GoogleCodeExporter commented 9 years ago
What steps will reproduce the problem?
1. Create a kernel and a run method. The kernel only increments an array value 
by one.
2. Run the kernel run method multiple times, i.e. 100.

What is the expected output? What do you see instead?

I'd expect the kernel to be run a 100 times with success, directly on the GPU 
without having to use a fallback. Instead, starting from the 24 run, I see 
fallbacks to JTP with the message:

initJNI failed to return a valid handle
!!!!!!! clCreateContextFromType() failed: device not available

What version of the product are you using?

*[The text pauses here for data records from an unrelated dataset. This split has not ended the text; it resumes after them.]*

Issue #2963, opened 2023-02-27
[Bug]: <sp-picker quiet> doesn't lay out properly


adixon-adobe:
### Code of conduct

- [X] I agree to follow this project's code of conduct.

### Impacted component(s)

On what operating system?

The most recent one for download.

Please provide any additional information below, that is 
Aparapi_2013_01_23_windows_x86_64.zip.
The OpenCL implementation of Nvidia 4.2 is used.

Can you verify that problem?
Thanks,
Matthias Klass

Original issue reported on code.google.com by matthias.klass@gmail.com on 15 Apr 2013 at 7:58

Attachments:

GoogleCodeExporter commented 9 years ago
You are running out of OpenCL resources.  

The real issue is that you are forcing the bytcode of your kernel to be created 
each time you call ArrayIncrement.run(size) where you have this 

  ArrayIncrementKernel kernel = new ArrayIncrementKernel(inData, outData);
  kernel.execute(size);

Remember the first call to execute(int) on a new kernel instance (each of your 
are new) will cause bytecode to be converted to OpenCL.  Much better to 'reuse' 
the same kernel. 

BTW if you called kernel.dispose() after kernel.execute(size) above you would 
still be inefficient (slow!) but you would not run out of OpenCL resources.

My suggestion is to move the kernel creation out of this method, and just 
assign new arrays to the kernel each time. 

Something like this (hacked from your code) 

public class ArrayIncrement {
    public static class ArrayIncrementKernel extends Kernel {
        private int[] in;
        private int[] out;

        public void setArrays(int[] in, int[] out) {
            this.in = in;
            this.out = out;
        }

        @Override
        public void run() {
            int id = getGlobalId();
            out[id] = in[id] + 1;
        }
    }

    static ArrayIncrementKernel kernel = new ArrayIncrementKernel();

    public static boolean run(int size) {
        int[] inData = new int[size];
        int[] outData = new int[size];
        kernel.setArrays(inData, outData);
        kernel.execute(size);
        return(true);
    }

    public static void main(String[] args) {
        for (int i = 0; i < 100; i++) {
            System.out.println(i);
            System.out.println(run(10));
        }
    }
} 

Original comment by frost.g...@gmail.com on 15 Apr 2013 at 3:00

GoogleCodeExporter commented 9 years ago

Original comment by frost.g...@gmail.com on 15 Apr 2013 at 3:01

GoogleCodeExporter commented 9 years ago
Hi,

thanks for your answer, this was exactly what I was looking for!